Und Daisy konnte allein und verlassen in einem Zimmer hoch oben im Mark Hopkins über ihre Einführung in die Welt der Erwachsenen nachdenken.

IN LIEBE GEWIDMET

Jen,

weil sie mich noch aus jeder Patsche

geholt hat;

Mom, Mimi, Tante Thelma, Elaine, Vernetta,
Winnie und Margaret,
die mich über die Jahre hinweg unterstützt
und es geschafft haben, eine
Signierstunde in Rekordzeit auszuverkaufen;

Und der Methow-Valley-Clique
zum Dank für gutes Essen, fantastischen
Skilauf und eine Menge Spass

Schöner kann das Leben gar nicht sein!

Susie

4

Dienstag

Als Daisy aufwachte, sah sie Nick neben der Couch hocken, sein Gesicht weniger als dreißig Zentimeter von dem ihren entfernt. Mit einem leisen Fluch auf den Lippen rappelte sie sich hoch und tastete unter ihrem Kissen nach der Pistole, während sie gleichzeitig die Wohnung mit den Augen abcheckte. »Was ist? Was ist los? Versucht jemand, hier einzudringen?«

Er ließ sich mit der Antwort Zeit. Sie folgte seinem Blick und sah, dass ihre Decke verrutscht war und den Blick auf das Tank-top und die Panties, in denen sie geschlafen hatte, freigab. Obwohl weder das eine noch das andere besondere Einblicke gewährte, drückte sie sich aufrecht nach hinten gegen das Couchende und zog sich die verirrte Decke bis zum Hals hoch. Ihre Nervenenden signalisierten erhöhte Alarmbereitschaft. »Was willst du, Nick?«

»Sorry, ich wollte dich nicht erschrecken.«

Das Morgenlicht, das durch die Sprossenfenster hereinströmte, ließ die zarten goldblonden und rotbraunen Strähnen in seinem dicken, überlangen Haar, das in seiner verschwenderischen Fülle an ein Tierfell erinnerte, deutlich hervortreten.

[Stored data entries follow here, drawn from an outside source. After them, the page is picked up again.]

PR #59860, opened 2024-09-04
Support interpreting non-literal computed properties in classes as implicit index signatures

weswigham:
Instead of silently dropping them (if they're declared by methods) as we do today.

This still has some minor issues and open questions, but is far enough along to share and talk about. Today, when you have a class like
```ts
declare const a: symbol;
export class A {
    [a]() { return 1 };
}
```
that's just fine - no errors anywhere. But if you add a
```ts
declare const e1: A[typeof a];
```
you get an error that `A` has no symbol index signature. What's up with that? Well, we dropped the `[a]` member entirely, silently. There are historical reasons for this, but they don't really hold much weight nowadays beyond "for back compat". Under non-strict, this can actually be insidious, as when you use an expression, the `(new A())[a]` expression can silently be `any`, since under non-strict mode, non-existing element accesses resolve to `any` without error. With this PR, `A[typeof a]` instead resolves to `() => number` (the method's type) as we've created an implicit index signature for the computed name, just like we do for object literals.

Technically, this involves late-binding the `__index` member of the class like we do other computed literal names (so you could call these "late bound index signatures" as I do in the code), but that's not so important compared to the effect. This is pretty different from how these kinds of indexes are built for object literals, but that's because object literals are built somewhat on-demand from their constituent declarations, rather than having a big table of declared metadata built up-front like classes and interfaces do.

The big questions I'm still considering are:
* Should all the indexes for the same key types get combined? Right now for objects they do, but in the implementation, the first one decides the signature type and errors are issued on any others that don't match. (Is our behavior for objects good?)
* Should the error on non-literal computed properties, `A computed property name in a class property declaration must have a simple literal type or a 'unique symbol' type.(1166)` be removed, too? Methods don't emit an error, which is what motivated me here, but all this logic equally applies to properties, so the error doesn't make too much sense for them now.
* Should this require opt-in via `noImplicitAny` or another (strict?) flag? (preferably not - this being flagged somewhat defeats the point, imo)

And, ofc, this needs more tests, covering other key types (unions, pattern literals) and modifiers (static, readonly) on the computed names (though I've informally handled them in the code, I think) before this can actually be merged (though these probably have some coverage already from documenting our current behavior - they could stand to be more comprehensive).

This is, IMO, a worthwhile step towards unifying all of our computed property name behaviors. In an ideal world, a computed property name in a class, object, in a source or declaration file, could all be interpreted the same way (and thus, it could always be safe to copy one from one place or file kind into the other). Unfortunately, today we have some behavioral carve-outs from the time before we even meaningfully supported literal types, or even had `--strict`, that get in the way of that, like this.

### DIFF
--- a/src/compiler/checker.ts
+++ b/src/compiler/checker.ts
@@ -583,6 +583,7 @@ import {
     isImportTypeNode,
     isInCompoundLikeAssignment,
     isIndexedAccessTypeNode,
+    isIndexSignatureDeclaration,
     isInExpressionContext,
     isInfinityOrNaNString,
     isInitializedProperty,
@@ -878,6 +879,7 @@ import {
     ModuleResolutionKind,
     ModuleSpecifierResolutionHost,
     Mutable,
+    MutableNodeArray,
     NamedDeclaration,
     NamedExports,
     NamedImportsOrExports,
@@ -1121,8 +1123,6 @@ import {
     WideningContext,
     WithStatement,
     YieldExpression,
-    isIndexSignatureDeclaration,
-    MutableNodeArray,
 } from "./_namespaces/ts.js";
 import * as moduleSpecifiers from "./_namespaces/ts.moduleSpecifiers.js";
 import * as performance from "./_namespaces/ts.performance.js";
--- a/src/compiler/checker.ts
+++ b/src/compiler/checker.ts
@@ -1121,6 +1121,7 @@ import {
     WideningContext,
     WithStatement,
     YieldExpression,
+    isIndexSignatureDeclaration,
 } from "./_namespaces/ts.js";
 import * as moduleSpecifiers from "./_namespaces/ts.moduleSpecifiers.js";
 import * as performance from "./_namespaces/ts.performance.js";
@@ -13344,12 +13345,25 @@ export function createTypeChecker(host: TypeCheckerHost): TypeChecker {
      * - The type of its expression is a string or numeric literal type, or is a `unique symbol` type.
      */
     function isLateBindableName(node: DeclarationName): node is LateBoundName {
+        return isLateBindableAST(node)
+            && isTypeUsableAsPropertyName(isComputedPropertyName(node) ? checkComputedPropertyName(node) : checkExpressionCached((node as ElementAccessExpression).argumentExpression));
+    }
+
+    function isLateBindableIndexSignature(node: DeclarationName): node is LateBoundName {
+        return isLateBindableAST(node)
+            && isTypeUsableAsIndexSignature(isComputedPropertyName(node) ? checkComputedPropertyName(node) : checkExpressionCached((node as ElementAccessExpression).argumentExpression));
+    }
+
+    function isLateBindableAST(node: DeclarationName) {
         if (!isComputedPropertyName(node) && !isElementAccessExpression(node)) {
             return false;
         }
         const expr = isComputedPropertyName(node) ? node.expression : node.argumentExpression;
-        return isEntityNameExpression(expr)
-            && isTypeUsableAsPropertyName(isComputedPropertyName(node) ? checkComputedPropertyName(node) : checkExpressionCached(expr));
+        return isEntityNameExpression(expr);
+    }
+
+    function isTypeUsableAsIndexSignature(type: Type): boolean {
+        return isTypeAssignableTo(type, stringNumberSymbolType);
     }
 
     function isLateBoundName(name: __String): boolean {
@@ -13364,6 +13378,11 @@ export function createTypeChecker(host: TypeCheckerHost): TypeChecker {
     function hasLateBindableName(node: Declaration): node is LateBoundDeclaration | LateBoundBinaryExpressionDeclaration {
         const name = getNameOfDeclaration(node);
         return !!name && isLateBindableName(name);
+    }
+
+    function hasLateBindableIndexSignature(node: Declaration) {
+        const name = getNameOfDeclaration(node);
+        return !!name && isLateBindableIndexSignature(name);
     }
 
     /**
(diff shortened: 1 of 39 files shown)


weswigham:
@typescript-bot pack this

weswigham:
@typescript-bot test it

jakebailey:
Seems like the angular codebase is gaining new errors?

weswigham:
@typescript-bot test it

Now I'm using *exactly* the same index signature creation logic we use for object literal expressions, with all of it's flaws (like making a lot of `number` index signatures you may not expect). Let's see how this goes.

weswigham:
Hm. Still some new errors in angular, but everything else looks fine now. Guess I'll have to look at what those are.

weswigham:
@typescript-bot test it

weswigham:
There we go, no more new errors in angular - now just to see if top400 comes back cleaner, too. (I think it should, the most recent fix is squarely aimed at those errors, since they're the same cause as the ones in angular - forgetting to include the explicit prop types in the implied index signature type)

src/compiler/checker.ts
```diff
@@ -16204,24 +16252,67 @@ export function createTypeChecker(host: TypeCheckerHost): TypeChecker {
...
+                        }
+                        computedPropertySymbols.push(declaration.symbol);
                     }
                 }
             }
+            const allPropertySymbols = concatenate(computedPropertySymbols, filter(siblingSymbols, s => s !== indexSymbol));
+            // aggregate similar index infos implied to be the same key to the same combined index info
+            if (hasComputedStringProperty && !findIndexInfo(indexInfos, stringType)) indexInfos.push(getObjectLiteralIndexInfo(readonlyComputedStringProperty, 0, allPropertySymbols, stringType));
+            if (hasComputedNumberProperty && !findIndexInfo(indexInfos, numberType)) indexInfos.push(getObjectLiteralIndexInfo(readonlyComputedNumberProperty, 0, allPropertySymbols, numberType));
+            if (hasComputedSymbolProperty && !findIndexInfo(indexInfos, esSymbolType)) indexInfos.push(getObjectLiteralIndexInfo(readonlyComputedSymbolProperty, 0, allPropertySymbols, esSymbolType));
```
jakebailey, line 16315: Are all of the `findIndexInfo` calls likely to cost a bunch or is `indexInfos` just always short?

jakebailey (approved):

src/compiler/checker.ts
weswigham: In practice, it's always short (there's usually just `string` or `number` indexes) - in theory, a user could explicitly define hundreds of pattern literal index infos and it'd be bad, however, and you'd prefer you did the up-front work to make a map keyed on key type (if you had multiple kinds of computed names). But that's not code anyone's realistically writing.

pfumagalli:
Hmm... I hit a bit of a snag here. I have a class like this:

```typescript
import util from 'node:util'
const inspect = util.inspect.custom

export class MyMap extends Map<MyObjectA, MyObjectB> {
  [inspect](depth: number, options: util.InspectOptions): string {
    // my fancy code for making this look pretty...
  }
  // ... and here goes all the extra stuff I want
}
```

Now this compiles out as a `.d.ts` as:

```typescript
export declare class MyMap extends Map<MyObjectA, MyObjectB> {
  [x: symbol]: ((depth: number, options: util.InspectOptions) => string) 
             | (() => MapIterator<[string, string]>);
  // ... all the other niceties
}
```

... so far so good (maybe???) but when I try to import my map in some other project I get an error:

```
Property '[Symbol.toStringTag]' of type 'string' is not assignable to 'symbol' index type '((depth: number, options: InspectOptions) => string) | (() => MapIterator<[string, string]>)'. [TS2411]
    [x: symbol]: ((depth: number, options: util.InspectOptions) => string) | (() => MapIterator<[string, string]>);
```

Why? Because `` declares `Map` as follows, which is obviously incompatible:

```typescript
interface Map<K, V> {
    readonly [Symbol.toStringTag]: string;
}
```

Maybe the typescript compiler should merge all symbol declarations and write something like:

```typescript
export declare class MyMap extends Map<MyObjectA, MyObjectB> {
  [x: symbol]: string 
             | ((depth: number, options: util.InspectOptions) => string) 
             | (() => MapIterator<[string, string]>);
  // ... all the other niceties
}
```

I don't know what'd be the _right_ solution in these cases.

For my code, I can simply remove that assignment `const inspect = util.inspect.custom` and use it directly in my code:

```typescript
import util from 'node:util'

export class MyMap extends Map<MyObjectA, MyObjectB> {
  [util.inspect.custom](depth: number, options: util.InspectOptions): string {
    // my fancy code for making this look pretty...
  }
  // ... and here goes all the extra stuff I want
}
```

produces a more correct `.d.ts` as follows (which makes dependant libraries work):

```typescript
import util from 'node:util';

export declare class MyMap extends Map<MyObjectA, MyObjectB> {
  [util.inspect.custom]: ((depth: number, options: util.InspectOptions) => string) 
                       | (() => MapIterator<[string, string]>);
  // ... all the other niceties
}
```

But I noticed that anytime I import a `unique symbol` (such as in the case of `utils.inspect.custom`) assign it locally, and use it as a key in a class, the _uniqueness_ of the symbol is somehow lost and the whole thing collapses...

farfromrefug:
@weswigham i have an issue with that change.
I have a class like this:
```ts
class Property {
    readonly getDefault: symbol;
    constructor(propertyName:string) {
        const getDefault = Symbol(propertyName + ':getDefault');
        this.getDefault = getDefault;
    }
}
```
And in another class i do this:
```ts
const myProp =  new Property()
class A {
    [myProp.getDefault](): boolean {
        return true;
    }
}
```
Before TS 5.7 it was working correctly. Now because of this PR it reports an error:
```
Property '[myProperty.getDefault]' of type '() => boolean' is not assignable to 'symbol' index type '() => string'.ts(2411)
```
And i really dont see how to fix it. Can you help?

PR #59874, opened 2024-09-05
Updates to --build parsing on command line

### LINKED ISSUE #59095: parseCommandLine fails with --build and --force

sheetalkamat:
- Moves "--build" from compiler options to "options for build"-
- Made `isBuildCommand`, `parseBuildCommand` and `ParsedBuildCommand` public
Fixes #59095


sheetalkamat:
@jakebailey @navya9singh i am hoping this does not affect website in some way. Let me know

jakebailey:
Checked, and I don't think this breaks the website's tsconfig generation script; build is still listed as an option there when I build this PR and then pull it into the website.

Issue #58342, opened 2024-04-27
Watch cannot handle large amount of file changes


2767mr:
### 🔎 Search Terms

watch, tsc, tsserver, files, Cannot find module, or its corresponding type declarations

### 🕗 Version & Regression Information

- This is the behavior in every version I tried, and I reviewed the FAQ for entries about (tsc v5.4.5)

### ⏯ Playground Link

https://github.com/2767mr/tsbug

### 🙁 Actual behavior

After deleting and regenerating a large amount of auto-generated files, typescript reports an error as seen below when using `--watch`. This also affects the VS Code tsserver.
```
src/main.ts:1:32 - error TS2307: Cannot find module './app/services/generated' or its corresponding type declarations.

1 import { TranslationDto } from "./app/services/generated";
``` 

### 🙂 Expected behavior

Typescript should pick up new files even when there are a lot of them.

### Additional information about the issue

Reproduction:
1. Clone https://github.com/2767mr/tsbug
2. `npm install`
3. Open one terminal with `npm run watch`
4. After a few seconds, open another terminal with `npm run copy`

Here is the tsserver log that is created when doing this: [tsserver.log](https://github.com/microsoft/TypeScript/files/15138615/tsserver.log)

Possibly related issues:
#57330
#22710
#37514
#54511 (same use case as we have - but on our end it does not work at all instead of being slow)

2767mr:
Note that this bug does not happen if you reduce the amount of files that will be copied by `npm run copy`

sheetalkamat:
Thank you for repro as thats the most helpful and crucial in investigating such issues.

PR #59882, opened 2024-09-06
We may not always get file notifications for file creation, so always check for failed lookups starting with the path as well as exact path

sheetalkamat:
Fixes https://github.com/microsoft/TypeScript/issues/58342


jakebailey (approved):

jakebailey:
Another spurious sys test error; been happening fairly often everywhere in CI (on all OSs I think)

sheetalkamat:
> Another spurious sys test error; been happening fairly often everywhere in CI (on all OSs I think)

unfortunately it does not repro on my windows or linux machine ever: This one is in "fs" polling watch api

PR #59884, opened 2024-09-07
fix59799

### LINKED ISSUE #59799: Import named `Disposable` is not moved when moving code to another file
```ts
// @filename: src/_producer.ts
export class Disposable {}
```

```ts
// @filename: src/_consumer.ts
import { Disposable } from './_producer';

class Something extends Disposable {
}
```
Doing move to a new file on `Something` generates the following 🐛 (note how `Disposable` is not imported from `_producer.ts`):

```ts
// @filename: src/Something.ts
class Something extends Disposable {
}

```

iisaduan:
related #59799

### DIFF
--- a/tests/cases/fourslash/moveToNewFile_disposable.ts
+++ b/tests/cases/fourslash/moveToNewFile_disposable.ts
@@ -1,0 +1,26 @@
+
+/// <reference path='fourslash.ts' />
+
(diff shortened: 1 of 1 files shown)


iisaduan:
My bad, I forgot I already had a branch/PR for this fix when I made my other branch.

PR #59885, opened 2024-09-07
add support for autoimports/moveToFile to generate aliased named imports

### LINKED ISSUE #59798: Alias import is moved incorrectly when moving code to another file
```ts
// @filename: src/_producer.ts
export function doit() {}
```

```ts
// @filename: src/_consumer.ts
import { doit as doit2 } from "./_producer";

class Another {}

class Consumer {
    constructor() {
        doit2();
    }
}
```
Doing move to a new file on Consumer generates the following 🐛 (note how doit2 does not exist in `_producer.ts`):

```ts
// @filename: src/Consumer.ts
import { doit2 } from "./_producer";

class Consumer {
    constructor() {
        doit2();
    }
}

```

iisaduan:
Fixes #59798

### DIFF
--- a/src/services/codefixes/importFixes.ts
+++ b/src/services/codefixes/importFixes.ts
@@ -241,7 +241,7 @@ export function createImportAdder(sourceFile: SourceFile | FutureSourceFile, pro
 interface AddToExistingState {
     readonly importClauseOrBindingPattern: ImportClause | ObjectBindingPattern;
     defaultImport: Import | undefined;
-    readonly namedImports: Map<string, AddAsTypeOnly>;
+    readonly namedImports: Map<string, [AddAsTypeOnly, /*propertyName*/ string | undefined]>;
 }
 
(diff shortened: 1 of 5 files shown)


src/services/codefixes/importFixes.ts
```diff
@@ -241,7 +241,7 @@ export function createImportAdder(sourceFile: SourceFile | FutureSourceFile, pro
 interface AddToExistingState {
     readonly importClauseOrBindingPattern: ImportClause | ObjectBindingPattern;
     defaultImport: Import | undefined;
-    readonly namedImports: Map<string, AddAsTypeOnly>;
+    readonly namedImports: Map<string, [AddAsTypeOnly, /*propertyName*/ string | undefined]>;
```
andrewbranch, line 244: Nit: tuples support real labels! Although, maybe an object type would be better at that point.

andrewbranch (approved):

PR #9, opened 2015-08-10
Feature/processing excerpt data

das-g:
Up to now without ESRI File Geodatabase support (see issue #10), as that'd require a [GDAL driver](http://www.gdal.org/drv_filegdb.html) relying on proprietary libraries.

Reviewed by:
- [ ] @njordan-hsr 
- [x] @wasabideveloper


docker-compose.yml
```diff
@@ -6,5 +6,13 @@ script:
     - PGHOST=db
   volumes:
     - tmp/osmosis/:/tmp/osmosis/
+excerpt:
+  build: osmaxx_excerpt/
+  links:
+    - db
```
wasabideveloper: Please use full names instead of shortcuts

docker-compose.yml
```diff
@@ -6,5 +6,13 @@ script:
     - PGHOST=db
   volumes:
     - tmp/osmosis/:/tmp/osmosis/
+excerpt:
```
wasabideveloper: I think this name is not clear enough about what the container is doing.

osmaxx_excerpt/Dockerfile
```diff
@@ -0,0 +1,15 @@
...
+    gdal-bin\
+    zip
+
+ENV HOME /home/excerpt
+
+WORKDIR $HOME
+
+ADD . $HOME
+
+CMD python excerpt.py 8.775449276 47.1892350573 8.8901920319 47.2413633153 -f spatialite
```
wasabideveloper: Please add a comment where these coordinates are. Switzerland?

docker-compose.yml
```diff
@@ -6,5 +6,13 @@ script:
...
+  build: osmaxx_excerpt/
+  links:
+    - db
+  environment:
+    - PGHOST=db
+  volumes:
+    - results:/home/excerpt/data/
 db:
```
wasabideveloper: Please use full names instead of shortcuts

osmaxx_excerpt/extract/extract_gpkg.sh
```diff
@@ -22,15 +22,21 @@ else
 	fi
 
 	echo "starting "$FILENAME
```
wasabideveloper: I'm a bit picky today. Starting on what?

osmaxx_excerpt/extract/extract_statistics
```diff
@@ -5,9 +5,9 @@ YMIN=$2
 XMAX=$3
 YMAX=$4
 CRS=900913
+mkdir -p `pwd`/tmp
 FILE=`pwd`/tmp/$5'_STATISTICS.csv'
```
wasabideveloper: Maybe we should move such hardcoded file names to settings?

osmaxx_excerpt/Dockerfile
wasabideveloper: How the container should be used (called) need to be documented.

PR #14, opened 2015-08-20
Dhruv's changes

das-g:
Reviewed by
- [ ] @sfkeller (SQL and SQL comments)
- [x] @njordan-hsr 
- [ ] @wasabideveloper 
- [x] @das-g

### DIFF
--- a/bootstrap/main-bootstrap.sh
+++ b/bootstrap/main-bootstrap.sh
@@ -66,19 +66,19 @@ echo "*** fill initial OSM data ***"
 PSQL='psql -v ON_ERROR_STOP=1 -U postgres '
 
 createfunctions(){
-  echo 'creating functions...'
+  echo 'CREATING FUNCTIONS'
   $PSQL -f ./src/create_functions.sql $DB_NAME
 }
 
 
 cleandata(){
-  echo 'cleaning database...'
+  echo 'CLEANING DATABASE'
   $PSQL -f ./src/sweeping_data.sql $DB_NAME
 }
 
 
 filterdata(){
-  echo 'filtering data...'
+  echo 'FILTERING DATA'
   sh filter_data.sh $DB_NAME
 }
 
@@ -94,4 +94,4 @@ create_statistics(){
 STARTTIME=$(date +%s)
 setup_db && init_osmosis  && fill_initial_osm_data && createfunctions && cleandata && filterdata && create_statistics
 ENDTIME=$(date +%s)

Er schnippte mit den Fingern vor ihrem Gesicht. »Erde an Daisy.« Sie blinzelte, und er erklärte: »Ich sagte, dass wir in fünfundvierzig Minuten weg müssen. Wenn du noch duschen willst, dann steh besser auf. Ich weiß doch, wie lange ihr Frauen immer braucht, bis ihr fertig seid.«

Sie rieb sich den Schlaf aus den Augen. Das Klischee war ihr einfach zu blöde, um darauf einzugehen, aber dafür erregte ein anderes Wort ihre Aufmerksamkeit umso mehr. »Weg? Weg wohin?« Sie gähnte herzhaft und schüttelte, über sich selbst unzufrieden, den Kopf. »Sorry, bevor ich nicht meine erste Tasse Kaffee habe, funktioniere ich nicht besonders gut.«

»Ich mach dir einen. Du kannst inzwischen duschen.« Er steuerte auf die Küche zu.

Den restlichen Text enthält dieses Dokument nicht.